Westmead Hospital has been forced to enact disaster management plans, buckling under the strain of surging COVID-19 numbers in NSW.
In a note to colleagues last night seen by Nine News, Acting General Manager, Jenelle Matic, said the hospital was “no longer operating in a business-as-usual environment.”
The facility put a 24-hour pause on accepting any new coronavirus patients as it is already managing about 1,500 in the community and 121 in the wards.
57-year-old courier, John Pelekanos, told Nine News he knows the pressure Westmead Hospital is under better than most after two stints inside the facility with COVID-19.
“Beds were full, there were machines all over the place and the second time I left from [my house] I was in the car park for about four or five hours before I could see a doctor,” Mr Pelekanos told Nine News.
Although COVID-19 patients are now being sent away from the hospital to others as far away as Wollongong and the Northern Beaches, NSW Health Minister, Brad Hazzard, insisted at a press conference on Wednesday the health system is not overwhelmed.
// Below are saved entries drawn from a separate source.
Issue #184, opened 2018-08-31
IsWellDefined should not have a cache


sebastianpos:
Since both the functions

`IsWellDefinedForObjects`

and 

`IsWellDefinedForMorphisms`

are intended as debugging tools, a caching mechanism seems inappropriate
for this purpose, since it is unclear how

`IsEqualForCacheForObjects`

and

`IsEqualForCacheForMorphisms`

behave on non-well-defined objects/morphisms.

PR #257, opened 2019-03-04
Merge cap category of projective graded modules

HereAround:
Package CAPCategoryOfProjectiveGradedModules is to be integrated into the package FreydCategories. As a starting point for this integration, this commit places all defining files of the package CAPCategoryOfProjectiveGradedModules into a subfolder of FreydCategories. In particular, the history of the package CAPCategoryOfProjectiveGradedModules is conserved by this operation.


sebasguts:
@HereAround Shouldn't those files be rather a new package than a subpackage? It seems strange to me to collect those in a subfolder of FreydCategories. @sebastianpos thoughts?

sebastianpos:
The files provided by @HereAround are not meant to be a "subpackage", but simply the implementation of another category for the package `FreydCategoriesForCAP.` The data are collected in a subfolder not for any technical reason, but simply for keeping the overview.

“I want to assure the community that we have been working as a health system on this since January and February last year and ensuring we have stepped up the number of available ICU beds, and staff working in those intensive care units, ventilators, but Westmead Hospital is typical of the sorts of pressures you’d expect when you got a major hospital in the middle of the epicentre of the virus outbreak,” Mr Hazzard said.
For Mr Pelekanos, his hospital experience has seen him switch from a ‘vaccine sceptic to a believer.’
“‘Uh it can’t happen to me,’ but you know what? It can happen to you, your mother, your father, your brother, your sister, your uncle. It can be dire,” he said.